REQUIRED WORK ::
The expected output is every line below, reproduced exactly.

INFORMATION SHOWN ::

PR #1080, opened 2016-09-05
REL-2943: ObsoletableSpType cleanup and other warnings

sraaphorst:
As per my discussion with @cquiroz earlier on https://github.com/gemini-hlsw/ocs/pull/1077, I decided tonight to go ahead and eliminate the many redundant implementations of `ObsoletableSpType.isObsolete` by using Java implementation defaults, which allowed to to remove many unnecessary boolean variables from enums.

I also cleaned up a number of things along the way, trying to eliminate many warnings about `static` being used with `enum` and `private` being used with enum constructors. Furthermore, I eliminated a bunch of redundant simple maps, using lambda expressions instead, and in several places, moved to a stream based solution instead of using loops. 

I also cleaned up what seemed like some ridiculous uses of `Option`.

### DIFF
--- a/bundle/edu.gemini.pot/src/main/java/edu/gemini/spModel/gemini/calunit/CalUnitParams.java
+++ b/bundle/edu.gemini.pot/src/main/java/edu/gemini/spModel/gemini/calunit/CalUnitParams.java
@@ -1,33 +1,26 @@
-// Copyright 1997 Association for Universities for Research in Astronomy, Inc.,
-// Observatory Control System, Gemini Telescopes Project.
-// See the file LICENSE for complete details.
-//
-// $Id: CalUnitParams.java 38751 2011-11-16 19:37:18Z swalker $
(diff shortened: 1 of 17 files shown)


cquiroz:
This looks great thanks. My only worry is with some of the deleted fields. We have been hit a few times when we delete fields marked as unused by idea but that the spdb uses anyway via reflection.

Could you try starting the applications (spdb and itc I think) check that they run and in particular ensure that the obslog still runs?

Otherwise 👍

sraaphorst:
Tested with spdb, itc, and the obslog, and everything seems to be working as expected.

I came across many unused methods, but I left those in as I knew we had had issues in the past with reflection breaking as a result. I think almost all the fields I deleted were private.

I rebased and then will merge once Travis finishes.

cquiroz:
sounds good 👍

PR #1082, opened 2016-09-07
REL-2944: Undo changes to classes that break serializability with 2016B production ODBs

sraaphorst:
I had updated the `ParallacticAngleSupport` interface and `ParallacticAngleSupportInst` class to take advantage of Java interface `default`s and to use the new target model `Angle` class, but this, of course, broke serializability with the 2016B production ODB.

RESULT OF THIS TASK ::
PR #1080, opened 2016-09-05
REL-2943: ObsoletableSpType cleanup and other warnings

sraaphorst:
As per my discussion with @cquiroz earlier on https://github.com/gemini-hlsw/ocs/pull/1077, I decided tonight to go ahead and eliminate the many redundant implementations of `ObsoletableSpType.isObsolete` by using Java implementation defaults, which allowed to to remove many unnecessary boolean variables from enums.

I also cleaned up a number of things along the way, trying to eliminate many warnings about `static` being used with `enum` and `private` being used with enum constructors. Furthermore, I eliminated a bunch of redundant simple maps, using lambda expressions instead, and in several places, moved to a stream based solution instead of using loops. 

I also cleaned up what seemed like some ridiculous uses of `Option`.

### DIFF
--- a/bundle/edu.gemini.pot/src/main/java/edu/gemini/spModel/gemini/calunit/CalUnitParams.java
+++ b/bundle/edu.gemini.pot/src/main/java/edu/gemini/spModel/gemini/calunit/CalUnitParams.java
@@ -1,33 +1,26 @@
-// Copyright 1997 Association for Universities for Research in Astronomy, Inc.,
-// Observatory Control System, Gemini Telescopes Project.
-// See the file LICENSE for complete details.
-//
-// $Id: CalUnitParams.java 38751 2011-11-16 19:37:18Z swalker $
(diff shortened: 1 of 17 files shown)


cquiroz:
This looks great thanks. My only worry is with some of the deleted fields. We have been hit a few times when we delete fields marked as unused by idea but that the spdb uses anyway via reflection.

Could you try starting the applications (spdb and itc I think) check that they run and in particular ensure that the obslog still runs?

Otherwise 👍

sraaphorst:
Tested with spdb, itc, and the obslog, and everything seems to be working as expected.

I came across many unused methods, but I left those in as I knew we had had issues in the past with reflection breaking as a result. I think almost all the fields I deleted were private.

I rebased and then will merge once Travis finishes.

cquiroz:
sounds good 👍

PR #1082, opened 2016-09-07
REL-2944: Undo changes to classes that break serializability with 2016B production ODBs

sraaphorst:
I had updated the `ParallacticAngleSupport` interface and `ParallacticAngleSupportInst` class to take advantage of Java interface `default`s and to use the new target model `Angle` class, but this, of course, broke serializability with the 2016B production ODB.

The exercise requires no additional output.